Eine Person hielt vor den Treppen des Reichstagsgebäudes eine Fahne mit einem von einer weißen Friedenstaube angeschnittenen "Q" hoch, die auf der einen Seite die US-amerikanische, auf der anderen die russische Flagge zeigte. Darunter war "Give us free" zu lesen, eine Abwandlung des berühmten Satzes "Give us, us free" aus dem Antisklavereifilm "Amistad" (1997) des US-amerikanischen Regisseurs Steven Spielberg. In diesem Kontext jedoch steht der Satz nicht für Antirassismus, sondern für die unter Reichsbürgern verbreitete Behauptung, dass Deutschland immer noch von den Alliierten besetzt sei und sich weiterhin im Kriegszustand befinde. Die Frau mit Dreadlocks, die gegen 19.00 Uhr die von dem ehemaligen NPD-Politiker und heutigen Reichsbürger Rüdiger Hoffmann angemeldete Bühne vor den abgesperrten Reichstagtreppen betreten hatte und die Versammelten zum Überwinden der Barrieren aufforderte, trug ebenfalls ein T-Shirt mit dem Q-Emblem von Q-Anon. Diese Bewegung formierte sich 2017 im Internet in den USA und verbreitet seitdem aberwitzige Verschwörungstheorien von der angeblichen kinderblutsaugerischen Weltelite, die vermeintlich "autochthone" Nationalvölker vernichten will. Die Frau aus der Eifel war, wie später bekannt wurde, Mitarbeiterin des Webportals "Qlobal Change" mit Verbindungen in die Reichsbürgerszene. Aufgeregt schrie sie ins Mikrofon:

Wir schreiben heute hier in Berlin Weltgeschichte. Guckt euch um, die Polizei hat die Helme abgesetzt. (…) Trump ist in Berlin. Die ganze Botschaft ist hermetisch abgeriegelt, wir haben fast gewonnen. Wir brauchen Masse. Wir müssen jetzt beweisen, dass wir alle hier sind. Wir gehen da drauf und holen uns heute, hier und jetzt unser Hausrecht. Wir werden gleich diese komischen kleinen Dinger brav niederlegen und gehen da hoch und setzen uns friedlich auf die Treppe und zeigen Präsident Trump, dass wir den Weltfrieden wollen und dass wir die Schnauze gestrichen voll haben.

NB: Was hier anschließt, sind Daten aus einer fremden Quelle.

PR #2846, opened 2019-07-30
Forbid matches on declared-unique properties

crism:
Implements solution 1 from #2811. Forbids merging of items with declared-unique properites.

Probably could be optimized, but it works.

### DIFF
--- a/marklogic-data-hub/src/main/resources/ml-modules/root/com.marklogic.smart-mastering/matcher-impl/matcher-impl.xqy
+++ b/marklogic-data-hub/src/main/resources/ml-modules/root/com.marklogic.smart-mastering/matcher-impl/matcher-impl.xqy
@@ -258,15 +258,29 @@ declare function match-impl:find-document-matches-by-options(
       xdmp:node-uri($document),
       blocks-impl:get-blocks(fn:base-uri($document))/node()
     )
+    let $excluded-docs-query :=
+      if (fn:exists($excluded-uris)) then
+        cts:document-query($excluded-uris)
+      else ()
+    let $excluded-matches-query := match-impl:build-uniqueness-queries(
+      $document,
+      $is-json,
+      $values-by-qname,
+      $options
+    )
+    let $exclusion-query :=
+      if ($excluded-docs-query or $excluded-matches-query) then
+        cts:or-query($excluded-docs-query, $excluded-matches-query)
+      else ()
     let $match-base-query := cts:and-query((
           $compiled-options => map:get("collectionQuery"),
           $minimum-threshold-combinations-query
         ))
     let $match-query :=
-      if (fn:exists($excluded-uris)) then
+      if (fn:exists($exclusion-query)) then
         cts:and-not-query(
           $match-base-query,
-          cts:document-query($excluded-uris)
+          $exclusion-query,
         )
       else
         $match-base-query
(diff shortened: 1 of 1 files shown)


marklogic-data-hub/src/main/resources/ml-modules/root/com.marklogic.smart-mastering/matcher-impl/matcher-impl.xqy
```diff
@@ -361,6 +375,55 @@ declare function match-impl:build-boost-query(
...
+  $match-options as item()
+)
+{
+  let $options :=
+    if ($match-options instance of object-node()) then
+      opt-impl:options-from-json($match-options)
+    else
+      $match-options
+  for $property-def in $options/matcher:property-defs/matcher:property
+    return if (xs:boolean($property-def/matcher:unique)) then
```
rjrudin: I like the idea of configuring this via a property, but it hurts my head to think through all the negatives here - i.e. this returns a query that is included in an or-query that is part of an and-not-query, and the returned query is an and-query that includes a not-query around an or-query. 

Abstracting up, it seems simpler and sufficient to construct the overall match query to be an AND query like this:

- An OR query on all the match actions
- (Optional) an AND query on what could be called "filter" or "inclusion" queries

That can then be tossed into a cts:and-not-query, with the not-query being as it is today. 

The "inclusion" query can then be expressed as an OR query (using a concrete example of SSN):

- Either the matching document has the same SSN
- Or it has an SSN element/property with no value
- Or it does not have an SSN element/property

This query wouldn't have a weight on it because weighting doesn't apply here - this is a hard and fast rule that all matches must meet. 

So the way I'd organize this is by creating a function to build up zero or more "inclusion" queries. One source of those could be the presence of the matcher:unique element.

marklogic-data-hub/src/main/resources/ml-modules/root/com.marklogic.smart-mastering/matcher-impl/matcher-impl.xqy
```diff
@@ -258,15 +258,29 @@ declare function match-impl:find-document-matches-by-options(
...
+      else ()
+    let $excluded-matches-query := match-impl:build-uniqueness-queries(
+      $document,
+      $is-json,
+      $values-by-qname,
+      $options
+    )
+    let $exclusion-query :=
+      if ($excluded-docs-query or $excluded-matches-query) then
+        cts:or-query($excluded-docs-query, $excluded-matches-query)
```
ryanjdew:
```suggestion
        cts:or-query(($excluded-docs-query, $excluded-matches-query))
```

marklogic-data-hub/src/main/resources/ml-modules/root/com.marklogic.smart-mastering/matcher-impl/matcher-impl.xqy
```diff
@@ -361,6 +375,55 @@ declare function match-impl:build-boost-query(
...
+    if ($match-options instance of object-node()) then
+      opt-impl:options-from-json($match-options)
+    else
+      $match-options
+  for $property-def in $options/matcher:property-defs/matcher:property
+    return if (xs:boolean($property-def/matcher:unique)) then
+      let $qname :=
+        fn:QName($property-def/@namespace, $property-def/@localname)
+      let $values := $values-by-qname => map:get(xdmp:key-from-QName($qname))
+      return if ($is-json) then
```
ryanjdew: In this section, we should adjust to make use of `helper:property-name-to-query` to make sure we pick up enhancements, like making use of range indexes, etc. An example of usage can be found here: https://github.com/marklogic/marklogic-data-hub/blob/v5.0.2/marklogic-data-hub/src/main/resources/ml-modules/root/com.marklogic.smart-mastering/algorithms/double-metaphone.xqy#L61 

Basically, passing the match options and the property name, it will return the proper cts:query for the property to values and weight to.

marklogic-data-hub/src/main/resources/ml-modules/root/com.marklogic.smart-mastering/matcher-impl/matcher-impl.xqy
ryanjdew: I agree especially with the comments on the double NOT logic. It should be pretty simple to avoid that by using the existing `$filter-query` parameter and extending with additional queries if the unique option is set on any of the values.

crism:
Moving discussion back to the original issue…

rjrudin:
@crism  mentioned that this can be closed, as his on-site implementation has varied quite a bit. So we won't merge this, but keeping it for reference purposes.

PR #2878, opened 2019-08-07
DHFPROD-2912: Test and UI changes for 4.3.2

bsrikan:
This PR has:
Added some test for the back ported ES changes.
PageObject for baseUri field to add tests in the future.
Changes to QuickStart to make baseUri a required property


quick-start/src/main/ui/app/entities/entity.model.ts
```diff
@@ -160,7 +160,7 @@ export class Entity {
         height: 100
       },
       'info': {
-        'baseUri': null,
+        'baseUri': 'http://example.org',
```
aebadirad: http://example.org/, as we're doing this check:

readonly BASE_URI_REGEX = /^(?:http(s)?:\/\/)?[\w.-]+(?:\.[\w\.-]+)+[\w\-\._~:/?#[\]@!\$&'\(\)\*\+,;=.]/;

bsrikan: I changed it a little bit compared to what we have in 5x. I removed the last bit that expects trailing /
`+(\/)$`

aebadirad: oh, for some reason I put that in. Whoops.

aebadirad:
Thanks for fixing that :)

PR #2884, opened 2019-08-09
DHFPROD-2756: Enable unmerge mastering endpoint

ryanjdew:
Reverses the last set of merges made into the given merge URI. retainAuditTrail (default true) determines if provenance for the merge/unmerge is kept. blockFutureMerges (default true) ensures that the documents won't be merged together in the next mastering run.

REST API
DELETE /v1/resources/ml:smMerge

parameters

- rs:mergeURI=<URI> – the URI of the merged document
- rs:retainAuditTrail=<true|false> – optional; if true, the merged document will be moved to an archive collection; if false, the merged document will be deleted. Defaults to true.
- rs:blockFutureMerges=<true|false> – optional; if true, the unmerged documents will be blocked from merging together on a future match and merge run; if false, the unmerged documents will be allowed to match again. Defaults to true.

Gradle task

./gradlew hubUnmergeDocs

parameters

- -PmergeURI=<URI> – the URI of the merged document
- -PretainAuditTrail=<true|false> – optional; if true, the merged document will be moved to an archive collection; if false, the merged document will be deleted. Defaults to true.
- -PblockFutureMerges=<true|false> – optional; if true, the unmerged documents will be blocked from merging together on a future match and merge run; if false, the unmerged documents will be allowed to match again. Defaults to true.


ryanjdew:
@srinathgit The end-user shouldn't be creating an unmerge flow/step. We're only running through a flow/step for the PROV tracing. Implementing a UI to call the REST endpoint is outside the scope of this issue.

PR #2886, opened 2019-08-12
DHFPROD-2976: Add permissions to DHF 4 flow files

ryanjdew:


bsrikan:
This bug is marked for 5.0.3, so we should have a PR to 5.x-develop as well...

PR #2890, opened 2019-08-12
DHFPROD-2896: (5.x) Don't write Job docs from middleware if disableJobOutpu

ryanjdew:
…t = true

### DIFF
--- a/marklogic-data-hub/src/main/java/com/marklogic/hub/flow/impl/FlowRunnerImpl.java
+++ b/marklogic-data-hub/src/main/java/com/marklogic/hub/flow/impl/FlowRunnerImpl.java
@@ -60,6 +60,7 @@ public class FlowRunnerImpl implements FlowRunner{
 
     private ThreadPoolExecutor threadPool;
     private JobDocManager jobDocManager;
+    private boolean disableJobOutput = false;
 
     @Override
     public FlowRunner onStatusChanged(FlowStatusListener listener) {
@@ -92,6 +93,11 @@ public class FlowRunnerImpl implements FlowRunner{
     }
 
     public RunFlowResponse runFlow(String flowName, List<String> stepNums, String jobId, Map<String, Object> options, Map<String, Object> stepConfig) {
+        if (options != null && options.containsKey("disableJobOutput")) {
+            disableJobOutput = Boolean.parseBoolean(options.get("disableJobOutput").toString());
+        } else {
+            disableJobOutput = false;
+        }
 
         Flow flow = flowManager.getFlow(flowName);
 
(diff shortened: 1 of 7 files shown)


marklogic-data-hub/src/main/java/com/marklogic/hub/step/impl/QueryStepRunner.java
```diff
@@ -129,7 +136,31 @@ public StepRunner withStopOnFailure(boolean stopOnFailure) {
 
     @Override
     public StepRunner withOptions(Map<String, Object> options) {
-        this.options = options;
+        if(flow == null){
```
rjrudin: Unit tests would be easy to write for this, and this seems important to test as well - and I guess the aggregation of options from the incoming map, the flow, and the step is needed for the "disable job output" flag to work? If so, the assertion messages in unit tests are a good place to document the "why" behind this code addition.

marklogic-data-hub/src/main/java/com/marklogic/hub/step/impl/StepRunnerUtil.java
```diff
@@ -56,4 +57,15 @@ protected static void initializeStepRun(JobDocManager jobDocManager, RunStepResp
         }
     }
 
+    protected static String objectToString(Object obj) {
```
rjrudin: Since this is a convenience function, I think it's worth checking for null here and likely returning null by default, as it should be up to the client to first throw an error if the object it's passing in is null.

marklogic-data-hub/src/main/java/com/marklogic/hub/flow/impl/FlowRunnerImpl.java
```diff
@@ -147,7 +153,7 @@ private void initializeFlow(String jobId) {
         jobStoppedOnError.set(false);
         runningJobId = jobId;
         runningFlow = flowMap.get(runningJobId);
-        if(jobDocManager == null) {
+        if(jobDocManager == null && !disableJobOutput) {
```
rjrudin: I think we need tests to verify that a) no job data is created, and b) nothing blows up when job data is disabled.

marklogic-data-hub/src/main/java/com/marklogic/hub/step/impl/StepRunnerUtil.java
ryanjdew: done

marklogic-data-hub/src/main/java/com/marklogic/hub/flow/impl/FlowRunnerImpl.java
ryanjdew: Added a test for this in the flow runner tests.

PR #2902, opened 2019-08-27
DHFPROD-3049: Adding fields and range field indexes to meta-data props of harmonized docs

rahulvudutala:


rahulvudutala:
@rjrudin I am working on the test.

Ihre Stimme überschlug sich fast, als sie am Schluss siegesgewiss den Menschen zurief, dass man gewonnen habe.

Für Außenstehende ist die Botschaft mehr oder weniger unverständlich und kryptisch, doch für das Milieu aus Q-Anon-Anhängern und Reichsbürgern, das sich vor der Bühne versammelt hatte, war sie klar und deutlich. Bereits am Nachmittag hatte der damalige Partner der Frau gezielt an anderen Orten der Demonstration um Unterstützung vor dem Reichstagsgebäude mit dem Gerücht geworben, dass der damalige US-Präsident Donald Trump in der Stadt sei und nur auf ein Zeichen für die Befreiung warte. Entsprechend hatten sich zu diesem Zeitpunkt vor allem jene auf dem Platz der Republik versammelt, die wussten, was mit dieser Ankündigung gemeint war. Unter Q-Anon-Anhängern und Reichsbürgern steht Trump für den Systemwechsel, durch den man sich von den "korrupten Welteliten" befreien wird. Mit dem Gerücht, dass er nach Deutschland gekommen sei, um den von den Reichsbürgern konstatierten fehlenden Friedensvertrag zu unterzeichnen und jetzt nur noch darauf warte, dass die Versammelten die Bundesregierung übernähmen, ermächtigte man sich selbst im Rausch der Stunde zum Staatsstreich.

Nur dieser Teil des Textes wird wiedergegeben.